Several things became very noticeable. The first was that Tokyo would be a long way from Rio. August in the Brazilian city feels good for anyone who came to Miami for the winter: about 78 degrees Fahrenheit, as well as a break from the constant humidity. Tokyo in August? Not so much. Hot, muggy, ugh.
The second thing that the Tokyo committee made clear was their interest in security. It was not uncommon for Olympic organizers, since the Sydney Games in 2000, government officials have devised a way to become a tourist destination – but Tokyo had a number of new alternatives. He hired Kengo Kuma, a well-known professional who wants to get better with the surrounding area, to build the National Stadium in the middle of the Games. He also dedicated himself to making medals not from recycled materials but recycled phones.
This was all music in the ears of the Nike team. He has tried to make Olympic and natural weapons in the past, such as the 2000 Sydney Games running singles made of recycled bottles, but the motive and the killing are not always the same. “It didn’t look good, it didn’t sound right,” says Hoke, looking back at the singlet. But now? With a few Olympics and two decades of science and innovation? Tokyo will provide them with opportunities to establish operations and principles.

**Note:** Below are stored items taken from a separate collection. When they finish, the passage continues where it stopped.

Issue #325, opened 2021-04-15
Refactor plumbing to build a go-kong client


hbagdi:
In the cmd package, a kong client is instantiated using different inputs - sometimes with a workspace, sometimes not and this is a source of confusion and maintenance burden.

Look for ways to simplify this. We can even push changes to kong/go-kong if required.

Prashansa-K:
Thank you for filing this issue. We're keeping our focus on stability and customer facing fixes right now, so we're not planning to pick up this refactor in the near future. Closing for now — happy to review a PR if you'd like to contribute to the repo. Feel free to reopen if this turns out to be blocking something concrete.

PR #350, opened 2021-04-26
refactor: plumb a single context throughout the code

hbagdi:
This patch is an effort to improve the context propagation in decK, down
to every single operation.
In order to do that, a single root context is now being created in the
main function, and all contexts should be derived from it.

### DIFF
--- a/main.go
+++ b/main.go
@@ -1,6 +1,7 @@
 package main
 
 import (
+	"context"
 	"fmt"
 	"math/rand"
 	"os"
@@ -11,22 +12,22 @@ import (
 	"github.com/kong/deck/cmd"
 )
 
-func registerSignalHandler() {
+func registerSignalHandler() context.Context {
+	ctx, cancel := context.WithCancel(context.Background())
 	sigs := make(chan os.Signal, 1)
-	done := make(chan struct{})
-	cmd.SetStopCh(done)
 	signal.Notify(sigs, syscall.SIGINT, syscall.SIGTERM)
 
 	go func() {
 		sig := <-sigs
 		fmt.Println("received", sig, ", terminating...")
-		close(done)
+		cancel()
 	}()
+	return ctx
 }
 
 func main() {
-	registerSignalHandler()
-	cmd.Execute()
+	ctx := registerSignalHandler()
+	cmd.Execute(ctx)
 }
 
 func init() {
--- a/cmd/common.go
+++ b/cmd/common.go
@@ -25,20 +25,12 @@ const (
 )
 
 var (
-	stopChannel chan struct{}
-	dumpConfig  dump.Config
-	assumeYes   bool
+	dumpConfig dump.Config
+	assumeYes  bool
 )
 
-// SetStopCh sets the stop channel for long running commands.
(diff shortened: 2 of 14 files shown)


rainest (dismissed):

hbagdi:
Will wait for @mflendrich for a review on this one.

mmorel-35:
The contexts of ping command seems to be missing is it deliberately?

hbagdi:
> The contexts of ping command seems to be missing is it deliberately?

Good catch. Added that.

mmorel-35:
https://github.com/Kong/deck/blob/76d64ae1a05bc1d4611a6dbe58a42c9bf386a78e/cmd/dump.go#L38

mmorel-35:
Shall those lines be removed with this pr?
https://github.com/Kong/deck/blob/64a98cc76ce956ba9d3901e97a211e7744b1f47a/.golangci.yml#L18-L20

hbagdi:
> Shall those lines be removed with this pr?

We can't because solver package has a bunch of nil ctx invocations.
This PR wasn't meant to be an exhaustive squash of all issues with ctx.

hbagdi:
Conflicts have been fixed. PTAL.

main.go
```diff
@@ -11,22 +12,22 @@ import (
...
-		close(done)
+		cancel()
 	}()
+	return ctx
 }
 
 func main() {
-	registerSignalHandler()
-	cmd.Execute()
+	ctx := registerSignalHandler()
```
mflendrich, line 29: Consider the following:

https://pkg.go.dev/os/signal#NotifyContext

`ctx, _ := signal.NotifyContext(context.Background(), syscall.SIGINT, syscall.SIGTERM)`

mflendrich (approved):
I'm happy to see this change :+1:

LGTM! With one optional comment.

main.go
hbagdi: included this, this is a handy simplification

hbagdi: Said too soon, @mflendrich the only problem here is that when the signal arrives, there wouldn't be a message to stdout stating that the signal was actually received. This is quite helpful in debugging. Thoughts?

mflendrich: Hacky way (not recommended):

```go
go func() {
  select {
    case <-ctx.Done():
      fmt.Printf("context cancelled (%w), terminating...", ctx.Err())
  }
}
```

Clean way:
- Replace `os.Exit(1)` throughout the codebase with errors plumbed all the way through to `RunE` and to the return value of `cmd.Execute()`
- After `cmd.Execute()` returns, check if `ctx.Err()` is not nil. If it isn't, then the context got cancelled by the signal.

Both are somewhat tedious and may defeat the purpose of this simplification.

hbagdi: Thought and explored a few different ways to do it but I haven't found a good way to deal with it in this PR.
This also feels minor enough that we can leave it be for now. If it is a bigger issue, please LMK and I'll address with a quick follow up PR.
I'm going to go ahead and merge this in.

mmorel-35:
Part 1of #325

Thanks to the shoes and clothes that Nike unveiled last year, just months before Covid-19 plague pushed the 2020 Games to Summer 2021 — he wants to do this. It is based on what Hoke calls an “atom,” using a computer-generated design to create second skin or breathable hair, depending on the needs of the game. It also represents the company’s main brand but that stability should not mean commitment – decoration, sport, or anything else.
In the meantime, we know that the 2016 climate change conferences in Tokyo have already taken place. The experimental events in August 2019 experienced such extreme temperatures the sailors were very tired and The three of them grew very large. The Olympic Committee responded by moving this year’s marathon 500 miles north of Sapporo in anticipation of a violent season.
Heat is the devil following the railroad; rail conditions (and, u, field) can be more than 20 degrees Fahrenheit than ambient temperatures. Nike’s clothing line seeks to exorcise the demons using a new tool called Aeroswift, a lesser-known version of its popular Dri-Fit technology. It is like a very thin, narrow cord — those corduroy. Unless the ridges on these platforms perform two functions: they create a shock absorber that allows the fabric to have a two-tone, almost masculine shape that can be seen as moving while the runners are walking.